2021 Annual Meeting

(364c) Transfer Learning for Prediction of Absorption and Emission Spectra from Multi-Fidelity Data

Authors

Greenman, K. P. - Presenter, Massachusetts Institute of Technology
Green, W., Massachusetts Institute of Technology
Gomez-Bombarelli, R., Massachusetts Institute of Technology
Accurate predictions of optical properties from chemical structure are necessary for the design of optimal dye molecules towards important applications such as solar cells, bioimaging, display technologies, etc. The recent compilation of several large datasets of experimental absorption and emission spectral data from the literature has enabled machine learning methods to equal or exceed the prediction accuracy of first principles approaches like time-dependent density functional theory (TD-DFT) at a fraction of the computational cost.
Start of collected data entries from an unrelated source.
PR #3486, opened 2026-08-05
fix: waitToSettleTimeoutMs and swipe.duration reject ${...} templates

### LINKED ISSUE #3483: waitToSettleTimeoutMs and swipe.duration reject ${...} templates — crashes parser with "getFieldName(...) must not be null" when nested

### Steps to reproduce

  Steps to reproduce:
```
  appId: com.example
  ---
  - runScript: vars.js
  - runFlow:
      when:
        notVisible: ${output.anchor}
      commands:
        - scrollUntilVisible:
            element: ${output.anchor}
            direction: DOWN
            waitToSettleTimeoutMs: ${output.settleMs}
            timeout: ${output.timeoutMs}
  // vars.js
  output.anchor = "Some Text";
  output.settleMs = 2000;
  output.timeoutMs = 20000;
  Run: maestro test flow.yaml (no device needed to trigger it — fails before device connects).
```

 Include these three minimal variants, all reproduced:
  1. Top-level swipe: {duration: ${output.timeouts.swipe}} → Parsing Failed at file:7:1
  2. Top-level waitToSettleTimeoutMs: ${ENV_VAR} (plain env: var, not even JS) → Incorrect Format: waitToSettleTimeoutMs
  3. Same field nested inside runFlow.commands → crashes instead with Failed to parse file: ... getFieldName(...) must not be null, and — in a multi-file flow — GitLab CI's own error line points at the wrong ancestor file/line entirely, since the crash happens while eagerly resolving
  a transitively-file:-referenced subflow.

### Actual results

Either a schema-validation error (Incorrect Format) or, when nested inside runFlow.commands, an unhandled NPE that reports no field name and (in a multi-file project) misattributes the failure to an unrelated ancestor flow.

### Expected results

 maestro-timeout-template-bug maestro test 1-swipe-duration-top-level.yaml                     

Parsing Failed at /Users/smalugu/code/maestro-timeout-template-bug/1-swipe-duration-top-level.yaml:8:1

waitToSettleTimeoutMs and swipe.duration should accept ${...} templates the same way timeout: does (per the CLI's own cheat sheet, which documents timeout: ${output.constants.LONGTIMEOUT} as supported). At minimum, the nested-runFlow.commands case should never
  crash with an NPE — it should surface the same Incorrect Format error as the top-level case does.

### About app

Not app-specific — reproduces with zero device/app interaction, fails at flow-parse time before Maestro connects to anything.

### About environment

  - Java: OpenJDK 21.0.7
  - OS: macOS 26.5.1 (arm64)
  - Also reproduced on Maestro 2.8.0 (installed fresh to verify)

### Logs

 maestro-timeout-template-bug maestro test 1-swipe-duration-top-level.yaml                     

Parsing Failed at /Users/smalugu/code/maestro-timeout-template-bug/1-swipe-duration-top-level.yaml:8:1

```1-swipe-duration-top-level.yaml
appId: com.example
---
# Expect: Incorrect Format: duration
- runScript: vars.js
- swipe:
    direction: UP
    duration: ${output.settleMs}
```

### Maestro version

2.6.0

### Anything else?

  Maestro version: 2.6.0 (also reproduced on 2.8.0)

prolificcoder:
## Summary

- `waitToSettleTimeoutMs` (on `scrollUntilVisible`, `swipe`, `tapOn`) and `swipe.duration` were typed as `Int`/`Long` in both the YAML DTOs and the `Command` models, so Jackson coerced them at flow-parse time — before Maestro's `${...}` template engine runs (that only happens later, in `Command.evaluateScripts()`). Any templated value failed with `Incorrect Format`.
- When the offending field was nested inside `runFlow.commands` (a `List<...>`), Jackson's error `Reference` carries an index instead of a field name, and `MaestroFlowParser.wrapException` dereferenced `Reference.fieldName` as if it were non-null — crashing with a raw NPE (`getFieldName(...) must not be null`) instead of a clean parse error. That escaped NPE also caused the error to get mis-attributed to the parent flow file/line when the bug fired inside a `file:`-referenced subflow.
- Both fields are now `String`/`String?` end-to-end, wired into `evaluateScripts()` like `timeout`/`thresholdPercentage` already are, and parsed to their numeric value only at the point of use in `Orchestra.kt` — invalid post-interpolation values now raise a clear `MaestroException.InvalidCommand` instead of a parse-time crash.
- `wrapException` no longer assumes `Reference.fieldName` is non-null, falling back to the list index — this also fixes the wrong-file attribution.

Fixes #3483

## Test plan

- [x] `CommandsTest`: `waitToSettleTimeoutMsValue()`/`durationMs()` accessors on `ScrollUntilVisibleCommand`, `SwipeCommand`, `TapOnElementCommand`, `TapOnPointV2Command` — null/valid/invalid values, clamping to `MAX_TIMEOUT_WAIT_TO_SETTLE_MS`, and `evaluateScripts()` interpolation
- [x] `YamlCommandReaderTest`: top-level and nested-in-`runFlow.commands` `${...}` templates parse successfully for `waitToSettleTimeoutMs`/`duration`; a malformed field nested inside `runFlow.commands` now reports a clean `Incorrect Format` error instead of crashing
- [x] `MaestroCommandSerializationTest`: updated `duration` JSON fixture for the new `String` type
- [x] `./gradlew :maestro-orchestra:test :maestro-orchestra-models:test` green


prolificcoder:
@simon-gilmurray 
I Created (well claude) PR is above. I pushed back on moving a compile time constant of Int/Long to a String but looks like that is already an existing pattern with `timeout: String, thresholdPercentage: String, scrollDuration: String, point: String (tap coordinates)` for the ordering of Jackson and templating engine. 

https://github.com/mobile-dev-inc/Maestro/blob/main/maestro-orchestra/src/main/java/maestro/orchestra/yaml/YamlScrollUntilVisible.kt#L11 is another example. 

Let me know what you think.

simon-gilmurray:
Thanks for this - the team are currently working on Maestro Core improvements so will leave this for an engineer to review when they're ready!
I probably would have split the two separate issues in to two different PRs however.

PR #3487, opened 2026-08-05
prototype: route iOS assertVisible through maestro-device-core

steviec:
> **Status: experiment — not pursuing.** This was the iOS half of a "dual-tenancy" experiment: run legacy Maestro and maestro-device-core live on one simulator and route a single command (`assertVisible`) to device-core per-command, both runners co-resident. We've decided not to pursue dual tenancy on either platform — we're building device-core's full capability surface and integrating it as the primary runner (with a not-implemented fallback for commands it doesn't yet support). Keeping this for reference.
>
> **What it proved (iOS):** a real flow with one `assertVisible` served by device-core's `inspect()` while legacy's XCUITest runner stayed co-resident; the verdict matched the all-legacy run; a negative control (absent element) made device-core return not-visible and fail the flow at that step.
>
> **The reusable part, independent of dual tenancy — the routing seam.** `Orchestra.assertConditionCommand` diverts a standalone `assertVisible`/`assertNotVisible` to device-core; `DeviceCoreRouting` decides routability; `AssertVisibleVerdict` maps `ElementEvidence` → pass/fail. That seam is platform-agnostic and is exactly the hook a "route to device-core, else not-implemented" integration wants. Worth keeping even though the co-residence machinery around it isn't.
>
> **Both platforms, one branch.** This PR now includes the Android half too — the same routing seam plus a `UiAutomation` slot lease, folded in from the former `android-slot-lease` branch. It reached the same proof on a booted emulator (~0.8s per routed assert). The device-core side is preserved separately in maestro-device-core PR #88, which also documents the crux blocker if this is ever revisited (device-core needs to release its own slot when a transient `inspect()` session ends).
>
> **Not carrying forward:** the co-residence machinery (co-resident runners, the slot lease).

---

*Original PR description below, preserved as-is.*

> **Draft / prototype.** Off by default and depends on a private GitHub Package (see Caveats), so CI here won't build without a `read:packages` token wired in as a secret. Opening as a draft because the code is easier to review inline than in the terminal.

## Why

We want legacy Maestro commands to eventually be *decided* by maestro-device-core (its own resolver, its own device session) rather than by legacy's built-in resolver. This is the smallest honest proof of that on iOS: route real `assertVisible` commands, inside a real `maestro test` flow, to device-core's `inspect()` — with legacy's own XCUITest runner still live on the same booted sim, deciding everything else — and show the verdict provably came from device-core, not a pass-through.

## Approach

The divert happens at `Orchestra.assertConditionCommand`, so **only** a standalone `assertVisible:` / `assertNotVisible:` goes to device-core. `evaluateCondition`'s other callers (`runFlow` / `runScript` / `repeat`) are untouched, so `when:` / `while:` guards stay entirely on legacy.

New `maestro-orchestra/.../devicecore/` package, all pure and unit-tested:
- `AssertVisibleVerdict` — maps device-core's `ElementEvidence` → pass/fail. "Visible" = resolved + a MEASURED, fully-on-screen box. An infrastructure failure throws (never silently reads as a verdict); a genuine not-found → fail.
- `DeviceCoreRouting` — decides what may divert: only a standalone single **text** selector (literal, no regex metacharacters, no id, no relational/state constraints) on iOS. Everything else stays on legacy.
- `DeviceCoreAssertRouter` — calls `IosDeviceProvider().connect(...).screen.getByText(...).inspect()` and applies the adapter. Provider is injectable, so it's fully testable without a simulator.

`connect()` now **self-provisions** device-core's on-device driver server from binaries embedded in the jar (device-core [#84](https://github.com/mobile-dev-inc/maestro-device-core/pull/84)) — so a routed assert brings its own server up on the sim, the same way legacy `maestro test` brings up its XCUITest runner. No manual server step.

Wiring is additive: a new `Orchestra` ctor param defaulting to `null` (stock Maestro is byte-identical when off), built only behind env `MAESTRO_DEVICECORE_ASSERT=1` in both CLI flow-run paths. device-core is consumed as `dev.mobile.devicecore:prototype:0.1.0-SNAPSHOT`, resolved from a private GitHub Package (`maven.pkg.github.com/mobile-dev-inc/maestro-device-core`) with a `read:packages` token.

## Verification

- **Unit:** `:maestro-orchestra:test` — 447 tests, 0 failures. Covers the adapter, every rejection branch of the routing predicate, the router (error-wrapping, cancellation, not-visible), and the divert boundary (a routed assert consults device-core; a `runFlow` `when:` does not).
- **Live, interleaved, on a real app.** One `maestro test` run against Wikipedia (iPhone 15 Pro / iOS 17.5) interleaves **both drivers in a single run**, with device-core's server self-provisioned in code — no manual bring-up. The chronological `maestro.log` shows the split:

  | command | driver | evidence in log |
  |---|---|---|
  | `launchApp: { clearState: true }` | legacy | `Launching app org.wikimedia.wikipedia` |
  | `assertVisible: "Skip"` | **device-core** | `device-core decided … Resolved(TEXT), MEASURED Rect(80,790,28,16), verdict=true` |
  | `assertVisible: "Skip.*"` | legacy | RUNNING → COMPLETED, **no** device-core line (regex → not routed) |
  | `assertVisible: "Next"` | **device-core** | `device-core decided … verdict=true` |
  | `tapOn: "Skip"` | legacy | `maestro.Maestro.tap: Tapping on element … bounds [79,790][107,806]` |

  The same "Skip" element is seen by both drivers via different paths — device-core's snapshot (`Rect(80,790,28,16)`) and legacy's own UI tree (`[79,790][107,806]`) — corroborating the verdict.
- **Negative control:** `flow-negative.yaml` asserts an absent string; device-core returns `Absent(WHOLE_SCREEN) → verdict=false` and the flow **fails at that step** (exit 1). So the greens are device-core verdicts, not pass-throughs.

Confirm which asserts device-core decided: `grep -c "device-core decided" ~/.maestro/tests/<run>/maestro.log` — `2` for the positive flow (Skip, Next), and the regex assert is absent from it.

## Build it and run

**1. Get the device-core jar** — either a `read:packages` PAT in `~/.gradle/gradle.properties` (`gpr.user` / `gpr.read.token`), or, if you're iterating on device-core, `./gradlew publishToMavenLocal` there (Maestro resolves it local-first). The jar carries the on-device server binaries — no device-core checkout needed.

**2. Build the CLI:**
```bash
./gradlew :maestro-cli:installDist -x buildMcpViewer
export PATH="$PWD/maestro-cli/build/install/maestro/bin:$PATH"
```

**3. Boot a sim and install the app** (this Wikipedia build needs iOS ≥ 16.6):
```bash
xcrun simctl boot <UDID>
cd e2e && ./download_apps ios && ./install_apps ios && cd -
```
No manual driver server — device-core provisions its 8792 server itself on the first routed assert.

**4. Run:**
```bash
export MAESTRO_DEVICECORE_ASSERT=1
maestro test e2e/workspaces/devicecore/flow.yaml --device <UDID>
grep -c "device-core decided" ~/.maestro/tests/<latest>/maestro.log   # 2 = Skip + Next
```
`flow-negative.yaml` is the counter-proof (fails at the absent assert). Full walkthrough: [`e2e/workspaces/devicecore/README.md`](e2e/workspaces/devicecore/README.md).

## Caveats (deliberate prototype scope — not asking for fixes here)

- **Private-package dependency.** `maestro-orchestra` depends on `dev.mobile.devicecore:prototype:0.1.0-SNAPSHOT`, which resolves from a private GitHub Package on `mobile-dev-inc/maestro-device-core`. Any authorized org member can build it locally with a classic `read:packages` PAT (`gpr.user` / `gpr.read.token`) — no device-core checkout needed. CI can't build it until that token is a repo secret wired into `settings.gradle.kts`. That's the one thing to resolve before this touches `main`.
- **Local-first resolution (for lockstep dev).** `settings.gradle.kts` lists a scoped `mavenLocal()` *ahead* of the GitHub Packages repo, so `./gradlew publishToMavenLocal` in device-core is picked up without a package push. Empty `~/.m2` → falls through to the remote, so CI and pure consumers are unchanged. Trade-off is the usual mavenLocal one — a stale local jar shadows the remote until re-published or cleared.
- **Server lifecycle is intentionally hacky.** The router connects per assert and never closes, so the first routed assert launches the 8792 server and later ones reuse it (leaked-then-reused). Fine for a run; a proper open-once / close-at-teardown lifecycle (matching legacy's `driver.open()`/`close()`) is deferred.
- **App-under-test comes from a global property** (`devicecore.ios.bundleId`, set from the flow's `appId`), which pins one connection to one app. Fine for a single-app flow; the coherent model for specifying the app-under-test is being designed separately.
- **One-shot `inspect()`** — the routed path drops legacy's timeout/polling; the target must be already-rendered.
- **"Visible" is resolved + on-screen bounds**, not a measured visibility signal — it won't catch a present-but-hidden element yet.
- **iOS text selectors only** — device-core's `getById` isn't implemented on iOS today, so `id` selectors stay on legacy.

## Where to start reviewing

`maestro-orchestra/.../devicecore/*` (the whole divert), the `Orchestra.assertConditionCommand` diff, and the proof doc at `e2e/workspaces/devicecore/README.md`.


steviec:
Closing — dual tenancy isn't the direction we're taking (device-core is being built out as the primary runner with a not-implemented fallback). Left as a reference: the branch and description are preserved, and the reusable routing seam is called out in the body.

PR #3490, opened 2026-08-06
fix(orchestra): parse absent disableAnimations as unset instead of false

pedro18x:
## Problem

`WorkspaceConfig` today cannot represent "the user said nothing about animations":

- `PlatformConfiguration.AndroidConfiguration.disableAnimations` and `IOSConfiguration.disableAnimations` are `Boolean = false`, so a platform block that omits the key deserializes to an explicit `false`.
- The `platform` property's default constructs a non-null `PlatformConfiguration` with `disableAnimations = false` on both platforms, so even a config with no `platform` block at all materializes explicit `false` values.

After parsing, `disableAnimations: false` written by the user and no mention of animations at all are indistinguishable. Any executor that manages device animation state (Maestro Cloud disables animations by default for deterministic screenshots) cannot honor an explicit opt-out without also breaking the sensible default for everyone who never set the key, and vice versa.

## Fix

Make absence survive parsing as `null`:

- `disableAnimations` becomes `Boolean? = null` on both `AndroidConfiguration` and `IOSConfiguration`.
- `WorkspaceConfig.platform` defaults to `null` instead of a pre-populated `PlatformConfiguration`, so both absence paths (platform block present but key omitted, and no platform block at all) reach consumers as `null`.
- KDoc on the fields documents the contract: unset by default; executors that manage device animation state treat unset as animations-disabled for deterministic screenshots; local CLI runs do not modify the device's animation settings.

## Zero local behavior change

Depending on the choice of exchange-correlation functional and the level of approximation, TD-DFT may show systematic and random errors with respect to the experimental ground truth. Nevertheless, so-called multi-fidelity statistical models can still benefit from TD-DFT as a physics-based regularization to improve generalization to unseen chemistries. TD-DFT calculations still remain orders of magnitude cheaper and more easily automated than experiments, which have a much higher opportunity cost for false positive predictions.This means that the amount of TD-DFT data available, and the ability to acquire more, still far exceeds that from experiments. In this work, we benchmark several approaches for leveraging multi-fidelity combined computational and experimental datasets to predict the optical properties of dye molecules with high transferability to unseen chemical domains. We compare pre-training and transfer learning strategies across several datasets for multiple prediction tasks. Our findings improve the accuracy and generalizability of the machine learning models, enabling researchers to use them more effectively in generative modeling and molecular design.